Fix it in this order
- Copy the exact GitHub SSH/Auth message before changing anything. Keep the command, folder, and first useful error line together.
- Run only the diagnostic part of the command block. If it fails early, do not continue to the later lines yet.
- Fix the layer named by the first useful output line: path, permission, package, Python environment, Git state, or browser URL for GitHub SSH/Auth.
- Retest with the shortest command that originally failed. Do not restart the whole project until the small test works.
- When it works, write down the final command in your notes or README so the same GitHub SSH/Auth problem is easier next time.
Common mistakes
- Jumping from GitHub SSH/Auth to a full reinstall even though one smaller check can identify the failing layer.
- Trying to push before checking git status.
- Using a GitHub password where a token or SSH key is required.

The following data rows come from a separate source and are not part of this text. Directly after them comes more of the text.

PR #5754, opened 2024-12-05
feat(plugins): add basic message construction

Nerixyz:
This adds the API I described in https://github.com/Chatterino/chatterino2/discussions/4999#discussioncomment-11450186. There are minor differences (e.g. flags belong to a specific element). Some helper functions aren't there yet. This is only the bare-bones construction.

The `/hello-world` example works with this implementation.

PR #6353, opened 2025-07-22
feat(plugins): allow message introspection

Nerixyz:
Continuation of #5754. This allows users to introspect messages (i.e. look at the elements they're made up of).

The fields of messages are modifiable. Plugins can also add/remove elements. To allow Lua access to elements, they are wrapped in a custom iterator that keeps a reference to the original message. The fields of elements are mostly static right now. But it would be possible to allow modification.
A future feature could allow plugins to clone messages, which would then be modifiable again.


tests/src/Plugins.cpp
```diff
@@ -970,6 +971,167 @@ TEST_F(PluginTest, ChannelAddMessage)
...
+{
+    configure();
+    sol::protected_function pfn = lua->script(R"lua(
+        return function(msg)
+            return {
+                function()
+                    assert(msg.flags == c2.MessageFlag.Debug)
+                    msg.flags = c2.MessageFlag.System
+                    assert(msg.flags == c2.MessageFlag.System)
+                end,
```
pajlada: Move this test function to a separate lua->Script or something for "functions that should always work even if the message is frozen"

tests/src/Plugins.cpp
```diff
@@ -970,6 +971,167 @@ TEST_F(PluginTest, ChannelAddMessage)
...
+        {
+            ASSERT_TRUE(res.valid());
+        }
+        else
+        {
+            ASSERT_FALSE(res.valid());
+            sol::error err = res;
+            ASSERT_EQ(std::string_view(err.what()), "Message is frozen");
+        }
+    }
```
pajlada, line 1202: If these are not dependant on each other,  put them in separate local scopes to communicate that better

src/controllers/plugins/api/Message.cpp
```diff
@@ -232,16 +231,504 @@ std::shared_ptr<Message> messageFromTable(const sol::table &tbl)
...
+
 void createUserType(sol::table &c2)
 {
-    c2.new_usertype<Message>("Message",
-                             sol::factories([](const sol::table &tbl) {
-                                 return messageFromTable(tbl);
-                             }));
+    c2.new_usertype<ElementRef>(
+        "MessageElement", sol::no_constructor, "type",
+        sol::property([](const ElementRef &el) {
```
Mm2PL: do something like this to force a clang-format to insert a new line
```suggestion
        "MessageElement", sol::no_constructor, //
        "type", sol::property([](const ElementRef &el) {
```

src/messages/MessageElement.hpp
```diff
@@ -194,6 +194,9 @@ class MessageElement
 
     virtual QJsonObject toJson() const;
 
+    // for plugins
```
pajlada: better comment

src/messages/MessageColor.cpp
```diff
@@ -50,4 +50,43 @@ QString MessageColor::toString() const
...
+        case Type::System:
+            return QStringLiteral("system");
+        case Type::Link:
+            return QStringLiteral("link");
+        default:
+            return {};
+    }
+}
+
+MessageColor MessageColor::fromLua(const QString &spec, Type fallback)
```
pajlada, line 70: looks unused

src/messages/MessageElement.hpp
```diff
@@ -277,16 +297,26 @@ class SingleLineTextElement : public MessageElement
...
+        return this->words_;
+    }
 
 private:
     MessageColor color_;
     FontStyle style_;
 
-    struct Word {
-        QString text;
-        int width = -1;
```
pajlada, line 277: this was unused

src/controllers/plugins/api/Message.hpp
```diff
@@ -7,33 +7,29 @@
...
----@field user_id? string The ID of the user who sent the message
----@field channel_name? string The name of the channel this message appeared in
----@field username_color? string The color of the username
----@field server_received_time? number The time the server received the message (in milliseconds since epoch)
----@field highlight_color? string|nil The color of the highlight (if any)
----@field elements? MessageElementInit[] The elements of the message
+---@class c2.MessageElementBase
+---@field flags c2.MessageElementFlag The element's flags
+---@field tooltip string The tooltip (if any)
+---@field trialing_space boolean Whether to add a trailing space after the element
```
pajlada: trailing_space

pajlada (changes requested):

Nerixyz:
I refactored the access for message elements. If a property for a message element doesn't exist, we now return `nil` instead of throwing. This is more consistent with non-existing properties (e.g. `element.words` on a badge will behave like `element.foobar`).

tests/src/Plugins.cpp
```diff
@@ -1132,6 +1175,188 @@ TEST_F(PluginTest, MessageConstness)
...
+    ASSERT_TRUE(nonExistent[3].is<std::nullptr_t>());
+
+    // test that accessing anything outside the elements vector causes an error
+    auto res = pfn(msg, 0, "flags");
+    ASSERT_FALSE(res.valid());
+    res = pfn(msg, 42, "flags");
+    ASSERT_FALSE(res.valid());
+}
+
+// Test that we can access properties of message elements
```
pajlada: nit: update comment to match what the test does

pajlada (changes requested):
just mini nit, otherwise looks good

pajlada (approved):

pajlada:
@Mm2PL feel free to merge this in when you've taken a look / tested it / you're happy with it

src/controllers/plugins/api/Message.cpp
```diff
@@ -232,16 +208,557 @@ std::shared_ptr<Message> messageFromTable(const sol::table &tbl)
...
+        if (!this->msg || this->index >= this->msg->elements.size())
+        {
+            return nullptr;
+        }
+        return this->msg->elements[this->index].get();
+    }
+
+    MessageElement &ref() const
+    {
+        auto *el = element();
```
Mm2PL:
```suggestion
        auto *el = this->element();
```

src/controllers/plugins/api/Message.cpp
```diff
@@ -232,16 +208,557 @@ std::shared_ptr<Message> messageFromTable(const sol::table &tbl)
...
+        if (!el)
+        {
+            throw std::runtime_error("Element does not exist or expired");
+        }
+        return *el;
+    }
+
+    const MessageElement &cref() const
+    {
+        const auto *el = constElement();
```
Mm2PL:
```suggestion
        const auto *el = this->constElement();
```

src/controllers/plugins/api/Message.cpp
```diff
@@ -232,16 +208,557 @@ std::shared_ptr<Message> messageFromTable(const sol::table &tbl)
...
+        return *el;
+    }
+
+    /// Cast this element to `T`. Otherwise nullopt is returned.
+    /// Use `.map()` to access the content.
+    template <typename T>
+    sol::optional<T &> as() const
+    {
+        // using ref() to error if the reference is invalid
+        auto *el = dynamic_cast<T *>(&ref());
```
Mm2PL:
```suggestion
        auto *el = dynamic_cast<T *>(&this->ref());
```

src/controllers/plugins/api/Message.cpp
```diff
@@ -232,16 +208,557 @@ std::shared_ptr<Message> messageFromTable(const sol::table &tbl)
...
+        return *el;
+    }
+
+    /// Cast this element to `const T`. Otherwise nullopt is returned.
+    /// Use `.map()` to access the content.
+    template <typename T>
+    sol::optional<const T &> asConst() const
+    {
+        // using cref() to error if the reference is invalid
+        const auto *el = dynamic_cast<const T *>(&cref());
```
Mm2PL:
```suggestion
        const auto *el = dynamic_cast<const T *>(&this->cref());
```

src/controllers/plugins/api/Message.cpp
```diff
@@ -232,16 +208,557 @@ std::shared_ptr<Message> messageFromTable(const sol::table &tbl)
...
+    ///
+    /// This is called recursively.
+    /// If the callback returns something, we return an `optional<T>` otherwise
+    /// we return `void`.
+    template <typename TReturn, typename T, typename... Rest>
+    auto visitOne(auto &&cb, auto &&...rest) const
+        -> std::conditional_t<std::is_void_v<TReturn>, void,
+                              sol::optional<TReturn>>
+    {
+        auto *el = dynamic_cast<T *>(maybeConstElement<std::is_const_v<T>>());
```
Mm2PL:
```suggestion
        auto *el = dynamic_cast<T *>(this->maybeConstElement<std::is_const_v<T>>());
```

src/controllers/plugins/api/Message.cpp
```diff
@@ -232,16 +208,557 @@ std::shared_ptr<Message> messageFromTable(const sol::table &tbl)
...
+                return el.cref().hasTrailingSpace();
+            },
+            [](const ElementRef &el, bool trailingSpace) {
+                el.ref().setTrailingSpace(trailingSpace);
+            }),
+        "padding", sol::property([](const ElementRef &el) {
+            return el.asConst<CircularImageElement>().map(
+                [](const CircularImageElement &el) {
+                    return el.padding();
+                });
```
Mm2PL: You could use references to methods for many of these.
```suggestion
            return el.asConst<CircularImageElement>().map(
                &CircularImageElement::padding);
```

src/controllers/plugins/api/Message.cpp
```diff
@@ -282,16 +263,576 @@ std::shared_ptr<Message> messageFromTable(const sol::table &tbl)
...
+        {
+            return sol::nullopt;
+        }
+        return *el;
+    }
+
+    template <typename T>
+    bool is() const
+    {
+        return dynamic_cast<const T *>(&cref()) != nullptr;
```
Mm2PL:
```suggestion
        return dynamic_cast<const T *>(&this->cref()) != nullptr;
```

src/controllers/plugins/api/Message.cpp
```diff
@@ -282,16 +263,576 @@ std::shared_ptr<Message> messageFromTable(const sol::table &tbl)
...
+                        std::make_shared<QColor>(QColor::fromString(sv));
+                }
+            }),
+        // must be read only (but it might be helpful for generic Lua functions)
+        "frozen", sol::property([](Message *msg) {
+            return msg->frozen;
+        }),
+        "elements",
+        [](const std::shared_ptr<Message> &msg) {
+            if (!msg)
```
Mm2PL: Why is this the only method to worry about having a valid pointer? I guess std::shared_ptr<Message>(nullptr) is technically a value, but I think we should worry more about returning such a bad pointer into Lua.

Nerixyz: Yea, we can't get a nullptr here - removed the check.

- Deleting the repository to escape a conflict before making a backup zip for GitHub SSH/Auth.
Before you leave the page
- The original GitHub SSH/Auth output should be gone, shorter, or replaced by a different and more specific error.
- You should know which folder you were in and which command changed the result for GitHub SSH/Auth.
- You should have a backup before deleting files, overwriting repositories, or changing working scripts for GitHub SSH/Auth.
Guide did not solve it?
If Git still blocks you, use the Store and send git status, the exact push/pull/clone command, and the first authentication or merge error shown for GitHub SSH/Auth. Mention that the page you tried was: GitHub SSH/Auth.